Non-urgent but sudden motions may also be mistakenly recognized as threats if available sensor data are utilized to make a comprehensive decision. For example, a user's rapid movements or jumping at a music concert may be detected as a threat. To prevent such false detections, a function that accurately differentiates environmental changes from actual threats is required.

Detecting objects solely through computer vision technologies also has limitations in identifying actual threats. For example, AR glasses may recognize scenes on a TV screen as real threats if they contain violent objects such as guns or knives. Such common action movie genres may increase the false positive rate and waste law enforcement resources if the system cannot accurately classify non-real threat scenarios.

An objective of the present disclosure is to provide a threat detection and reporting system using AR glasses. Another objective is to provide a corresponding threat detection and reporting method. A threat detection and reporting system utilizing AR glasses, in accordance with the present disclosure, including AR glasses configured to analyze sensor data of at least two built-in sensors to identify a threat and transmit information in real time.
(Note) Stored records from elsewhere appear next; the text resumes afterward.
PR #4461, opened 2025-05-07
Treat crown dependency numbers as domestic when checking limits

CrystalPea:
When checking and adding to daily international sms limit.

### DIFF
--- a/app/notifications/validators.py
+++ b/app/notifications/validators.py
@@ -7,9 +7,7 @@ from notifications_utils.clients.redis import (
 )
 from notifications_utils.recipient_validation.email_address import validate_and_format_email_address
 from notifications_utils.recipient_validation.errors import InvalidPhoneError
-from notifications_utils.recipient_validation.phone_number import (
-    PhoneNumber,
-)
+from notifications_utils.recipient_validation.phone_number import PhoneNumber
 from notifications_utils.recipient_validation.postal_address import PostalAddress
 from sqlalchemy.orm.exc import NoResultFound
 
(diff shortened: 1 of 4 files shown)


app/notifications/validators.py
```diff
@@ -159,7 +157,8 @@ def validate_and_return_extended_phone_number_info(service, send_to, key_type, c
 
         recipient_data = _get_extended_phone_number_info(phone_number, send_to)
 
-        if recipient_data["international"] and check_intl_sms_limit:
+        # UK_PREFIX includes standard domestic numbers, and crown dependency numbers
+        if str(phone_number.number.country_code) != UK_PREFIX and check_intl_sms_limit:
```
quis, line 161: We have [a method](https://github.com/alphagov/notifications-utils/blob/9154f4b5d0ff5d9ad212cb6f08b31297bdeeb63a/notifications_utils/recipient_validation/phone_number.py#L224-L232) for this already which reads a bit nicer:
```suggestion
        if not phone_number.is_uk_phone_number() and check_intl_sms_limit:
```

app/notifications/validators.py
```diff
@@ -159,7 +157,8 @@ def validate_and_return_extended_phone_number_info(service, send_to, key_type, c
 
         recipient_data = _get_extended_phone_number_info(phone_number, send_to)
 
-        if recipient_data["international"] and check_intl_sms_limit:
+        # UK_PREFIX includes standard domestic numbers, and crown dependency
+        if (not phone_number.is_uk_phone_number()) != UK_PREFIX and check_intl_sms_limit:
```
quis, line 161: `!= UK_PREFIX` is wrong 

Swap the order and no brackets are needed:
```suggestion
        if check_intl_sms_limit and not phone_number.is_uk_phone_number():
```

app/notifications/validators.py
```diff
@@ -7,9 +7,7 @@
 )
 from notifications_utils.recipient_validation.email_address import validate_and_format_email_address
 from notifications_utils.recipient_validation.errors import InvalidPhoneError
-from notifications_utils.recipient_validation.phone_number import (
-    PhoneNumber,
-)
+from notifications_utils.recipient_validation.phone_number import UK_PREFIX, PhoneNumber
```
quis, line 10:
```suggestion
from notifications_utils.recipient_validation.phone_number import PhoneNumber
```

kr8n3r (approved):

The system further includes a smart device configured to receive the transmitted threat information from the AR glasses and report the threat in real time.
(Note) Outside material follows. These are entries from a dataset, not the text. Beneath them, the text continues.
PR #4463, opened 2025-05-08
only increment international SMS limit cache for SMS notifications

leohemsted:
we were inadvertently doing this for all notifications. previously we used `notification.international` which resolves to False for emails, but we switched to checking if the prefix is NOT uk - the prefix for emails is None so this was resolving as true.

(fun fact: it would have continued to resolve false for international letters)


quis (approved):

leohemsted:
@quis sensible idea, i added to this PR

The threat detection and reporting system may further include a threat detection platform configured to report threats to relevant organization in real time based on threat data received from the smart device.

The AR glasses may include a microphone configured to receive user voice/surrounding sound, a camera configured to capture the user's field of view (FOV), an application processor unit (APU) configured to synchronize the user voice, surrounding sounds, and captured images, and detect a threat based on the synchronized and stored data. The AR glasses may further include a memory unit configured to store the synchronized user voice, surrounding sounds, and captured images processed by the application processor unit, and a wireless communication module configured to transmit threat information detected by the application processor unit to a smart device in real time.
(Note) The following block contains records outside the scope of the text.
PR #4465, opened 2025-05-09
Refactor `increment_daily_limit_cache` to be easier to follow

quis:
By splitting the code which talks to Redis from the code which figures out which caches to set it should be easier to follow what is going on.

It also reduces duplication of the Redis-talking code and lets us put all the logic for international SMS in one place, rather than double-checking and using [flag arguments](https://martinfowler.com/bliki/FlagArgument.html).

### DIFF
--- a/app/notifications/process_notifications.py
+++ b/app/notifications/process_notifications.py
@@ -161,11 +161,7 @@ def persist_notification(
     # if simulated create a Notification model to return but do not persist the Notification to the dB
     if not simulated:
         dao_create_notification(notification)
-        increment_daily_limit_caches(
-            service,
-            notification,
-            key_type,
-        )
+        increment_daily_limit_caches(service, notification, key_type)
 
     return notification
 
--- a/app/notifications/process_notifications.py
+++ b/app/notifications/process_notifications.py
@@ -161,7 +161,7 @@ def persist_notification(
     # if simulated create a Notification model to return but do not persist the Notification to the dB
     if not simulated:
         dao_create_notification(notification)
-        increment_daily_limit_cache(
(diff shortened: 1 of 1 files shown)


app/notifications/process_notifications.py
```diff
@@ -161,37 +161,24 @@ def persist_notification(
...
-        cache_key = redis.daily_limit_cache_key(service_id, notification_type=notification_type_)
-        if redis_store.get(cache_key) is None:
-            # if cache does not exist set the cache to 1 with an expiry of 24 hours,
-            # The cache should be set by the time we create the notification
-            # but in case it is this will make sure the expiry is set to 24 hours,
-            # where if we let the incr method create the cache it will be set a ttl.
-            redis_store.set(cache_key, 1, ex=86400)
-        else:
-            redis_store.incr(cache_key)
+    increment_daily_limit_cache(service.id)
```
CrystalPea, line 173: I think we haven't added this type of cache key before the change?

quis: We do. Because of this line we set caches for notification types of `None` and `notification_type`:
https://github.com/alphagov/notifications-api/blob/7a91fb85183457fa02fa6457c300e79c9babb856/app/notifications/process_notifications.py#L178

I don’t this existing way of doing this (with a 2-item loop) is very clear to read.

You can see it’s covered by the tests here:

The application processor unit may be configured to monitor remaining power of a battery in real time and independently activate/deactivate operations of the microphone and the camera in real time on the basis of real-time monitoring results.

The application processor unit may be configured to activate the camera in real time when the user voice and/or surrounding received through the microphone indicates a potential threat.

The application processor unit may be configured to detect an object within the captured field of view and determine whether the object is real or displayed on a screen to assess the presence or absence of a threat.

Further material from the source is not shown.